Business Travel iQ
The difference is the channel. Hotel distribution is taking a different route.
Without any fanfare Google's hotel site went from being a mere information portal that directed interested parties to either the hotel's own site or an OTA for the booking itself to one that would also take bookings for some of the properties (mostly North American, but also London and Paris) listed.
This is something that the travel world has long expected Google to do so no surprises there.
The surprise, however, might be in its project partner — Sabre's — comments: that being able to book 'direct' would lower the 'abandonment' rate, ie losing the booking altogether.
Continued below
This analysis should soothe suppliers' fears of losing bookings.
Although it is a different supplier sector, it does nothing, however, as a counter-argument to Lufthansa's plans for a distribution cost charge (DCC). Instead it outlines Lufthansa's contention that more control will lead not only to more bookings but to more revenue — that is to say, ancillary sales — per passenger.
The argument is not new. At last year's CAPA conference in Dublin, Travelport's Ian Heywood argued that airlines needed to change their mode of measurement from revenue per seat to revenue per passenger. The new metric only emphasises how important that extra revenue is becoming to airline's balance sheets.

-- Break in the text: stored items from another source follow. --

PR #135, opened 2025-07-02
Improved Search Criteria Behavior

### LINKED ISSUE #2301: Web UI: Search criteria improvements
## Story
As a Galasa user, I want to only save/reset my criteria changes if I have made changes, so that I can easily tell that there are unsaved changes and avoid confusion about clicking "save" or "reset" multiple times.

As a Galasa user, I want the "Cancel" button in the search criteria to be "Reset", so that it's clear that clicking that button will reset all criteria back to their last-saved values.

## Background
This story covers some additional improvements that can be made to the "Search Criteria" tab.

1. The "Save" button should be greyed-out while no changes have been made, and only enabled if there are changes that need saving. 
2. The "Cancel" button should be renamed to "Reset"
3. The "Reset" button should be greyed out while there are no changes to reset
Image

4. The "All" checkbox should be slightly separated away from the other checkboxes so that it is clearly shown to be a separate control, not another value:
Image

5. The test status values should be re-ordered to match the statuses in a test run's lifecycle:
Image

## Tasks
- [x] The "Save" button should be greyed-out while no changes have been made, and only enabled if there are changes that need saving
- [x] The "Reset" button should be greyed out while there are no changes to reset
- [x] Rename the "Cancel" button to "Reset"
- [x] Out-dent the "All" checkbox slightly
- [x] Re-order the checkboxes in the "status" criteria to match the order of statuses in the test run lifecycle

Tasneemmohammed0:
## Why
Closes  [galasa-dev/projectmanagement#2301](https://github.com/galasa-dev/projectmanagement/issues/2301)

## Changes
- **Save** and **Reset** buttons are now disabled when no changes have been made, preventing unnecessary actions.
- Adjusted the indentation of the **"All"** checkbox for better visual alignment.
- Reordered the **status checkboxes** to reflect the logical flow of the test run lifecycle.
- Improved keyboard accessibility by adding full **arrow key navigation** support to the **requestor suggestions** dropdown.

### DIFF
--- a/galasa-ui/src/components/test-runs/SearchCriteriaContent.tsx
+++ b/galasa-ui/src/components/test-runs/SearchCriteriaContent.tsx
@@ -122,12 +122,14 @@ export default function SearchCriteriaContent({requestorNamesPromise, resultsNam
 
     // Update the local UI state to match the newly selected filter's saved value
     setCurrentInputValue(savedValue);
+
+    const splitSavedValue = savedValue ? savedValue.split(',') : [];
     if (field.id === 'result') {
-      setSelectedResults(savedValue ? savedValue.split(',') : []);
+      setSelectedResults(splitSavedValue);
     } else if (field.id === 'status') {
-      setSelectedStatuses(savedValue ? savedValue.split(',') : []);
+      setSelectedStatuses(splitSavedValue);
     } else if (field.id === 'tags') {
-      setSelectedTags(savedValue ? savedValue.split(',') : []);
+      setSelectedTags(splitSavedValue);
     }
   };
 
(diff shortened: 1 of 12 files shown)


galasa-ui/src/components/test-runs/SearchCriteriaContent.tsx
```diff
@@ -110,24 +109,27 @@ export default function SearchCriteriaContent({requestorNamesPromise, resultsNam
...
+    const savedValue = query.get(field.id) || '';
+
+    // Update the local UI state to match the newly selected filter's saved value
+    setCurrentInputValue(savedValue);
+    if (field.id === 'result') {
+      setSelectedResults(savedValue ? savedValue.split(',') : []);
+    } else if (field.id === 'status') {
+      setSelectedStatuses(savedValue ? savedValue.split(',') : []);
+    } else if (field.id === 'tags') {
+      setSelectedTags(savedValue ? savedValue.split(',') : []);
```
eamansour: Very minor - to reduce the duplicate condition here, we can set a const with the split value/empty list before this if-else-if blocks, then use that const directly in the setter methods?

galasa-ui/src/components/test-runs/SearchCriteriaContent.tsx
```diff
@@ -205,6 +190,40 @@ export default function SearchCriteriaContent({requestorNamesPromise, resultsNam
...
+      const currentStatuses = [...selectedStatuses].sort();
+      finalValue = JSON.stringify(savedStatuses) === JSON.stringify(currentStatuses);
+      break;
+    }
+
+    case 'tags': {
+      const savedTags = savedValue ? savedValue.split(',').sort() : [];
+      const currentTags = [...selectedTags].sort();
+      finalValue = JSON.stringify(savedTags) === JSON.stringify(currentTags);
+      break;
```
eamansour: Same comment here regarding the duplication of `savedValue ? savedValue.split(',').sort() : []`

galasa-ui/src/components/test-runs/SearchCriteriaContent.tsx
```diff
@@ -205,6 +190,40 @@ export default function SearchCriteriaContent({requestorNamesPromise, resultsNam
     }
   };
 
+  const isSaveAndResetDisabled: boolean = (() => {
+    // Get saved value from the query and compare it with the current input value
+    const savedValue = query.get(selectedFilter.id) || '';
+    let finalValue = false;
```
eamansour: Minor - `finalValue` could be clarified to something like `isDisabled` or `isEnabled`?

eamansour (approved):
A few minor comments but otherwise happy to approve!

eamansour (approved):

Why is this not getting the attention and opprobrium that the Lufthansa initiative has precipitated?
Several reasons.
Firstly, it seems that we don't want the same price in different channels for hotels (this could be explained by commissions) while we do want the same airline content in all channels.
Secondly, Lufthansa is an established corporate supplier — many still think of Google as only a search engine.
And that is probably the point — Google is still under the travel industry's radar.
To paraphrase what Bill Gates once famously said, the competitors you should fear are the ones that you don't yet even recognise.